Managing a Multiple Cloud System: Go It Alone or Get a Partner?
It has been a while since the only major factor in choosing a cloud services provider was the application or development environment that would be implemented. For most modern businesses, running multiple implementations of multiple applications–often across multiple clouds–has become the norm. This can actually lead to increased levels of complexity, rather than the simplification that cloud services are meant to provide. It is important to carefully choose a partner to help manage those services.
DIY
For those with experience managing a locally hosted application, managing cloud-based applications isn’t particularly difficult in and of itself. Many of the required skills and common processes transfer seamlessly. If the company’s cloud implementation is simple, in-house management is certainly a feasible solution.
With every new cloud environment that enters the mix, however, the complexity increases exponentially. Not only is it necessary to learn the operation of each environment, but also the myriad ways in which they need to interact with each other. Keeping track of all that is a full time job. In such a situation, the merits of specialist outsourcing are readily apparent.
Safe and Sound
Two of the commonly touted advantages of cloud services are security–largely thanks to point-to-point encryption–and disaster recovery, thanks to easier backup procedures and the simplicity of re-routing network traffic. Point-to-point encryption is a wonderful thing, but multiple clouds mean a greatly increased number of points that, in turn, someone has to monitor.
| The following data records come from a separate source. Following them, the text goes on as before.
PR #135, opened 2018-11-12
Show different error message for OOM

jadams-tresys:
Instead of showing a generic error message, we should suggest
increasing memory when we crash due to an OutOfMemoryError.

DAFFODIL-1953

### DIFF
--- a/daffodil-cli/src/main/scala/org/apache/daffodil/Main.scala
+++ b/daffodil-cli/src/main/scala/org/apache/daffodil/Main.scala
@@ -1355,6 +1355,20 @@ object Main extends Logging {
         log(LogLevel.Error, "%s", e.getMessage())
         1
       }
+      case e: OutOfMemoryError => {
+        System.err.println("""|
+                            |!!!!!!!!!!!!!!!!!!!!!!!!!!!!!!!!!!!!!!!!!!!!!!!!!!!!!!!!!!
+                            |!!             Daffodil ran out of memory!              !!
+                            |!!!!!!!!!!!!!!!!!!!!!!!!!!!!!!!!!!!!!!!!!!!!!!!!!!!!!!!!!!
+                            |
+                            | Try increasing the amount of memory by changing or
+                            | setting the DAFFODIL_JAVA_OPTS environment variable.
+                            | "DAFFODIL_JAVA_OPTS=-Xmx5G" for 5GB.
+                            |
+                            |""".stripMargin)
+        e.printStackTrace
+        1
+      }
       case e: Exception => {
         bugFound(e)
       }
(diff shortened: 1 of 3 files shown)


jadams-tresys:
Wasn't really sure of a practical way to add a test for this case.  I did test it with the CLI tool by manually decreasing the memory available it it does work.

daffodil-cli/src/main/scala/org/apache/daffodil/Main.scala
```diff
@@ -1355,6 +1355,19 @@ object Main extends Logging {
...
         1
       }
+      case e: OutOfMemoryError => {
+        System.err.println("""|
+                            |!!!!!!!!!!!!!!!!!!!!!!!!!!!!!!!!!!!!!!!!!!!!!!!!!!!!!!!!!!
+                            |!!             Daffodil ran out of memory!              !!
+                            |!!!!!!!!!!!!!!!!!!!!!!!!!!!!!!!!!!!!!!!!!!!!!!!!!!!!!!!!!!
+                            |
+                            | Try increasing the amount of memory by changing or
+                            | setting the DAFFODIL_JAVA_OPTS environment variable.
```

Likewise, disaster recovery is much faster and easier in the cloud, but when resources are spread over multiple systems, someone needs to know not just what must come back up and in what order, but where all the parts of each service, application, or data set are.
The Bottom Line
The most important factor is often cost–or in this case, billing. The vast majority of cloud services billing is consumption-based, which can result in some surprising invoices at the end of a billing cycle. When the different pricing models of each cloud and variable usage of a multi-cloud environment are factored in, it can become all but impossible to produce consistent or even predictable costs. There are tools that can help with this, but for many businesses the best tool is a services management partner that specializes in multi-cloud management.
When deciding whether to bring on a management partner to help with cloud services or to go it alone, it comes down to whether the organization can devote the personnel and resources required to properly manage the services in-house. That decision depends on the complexity of the system.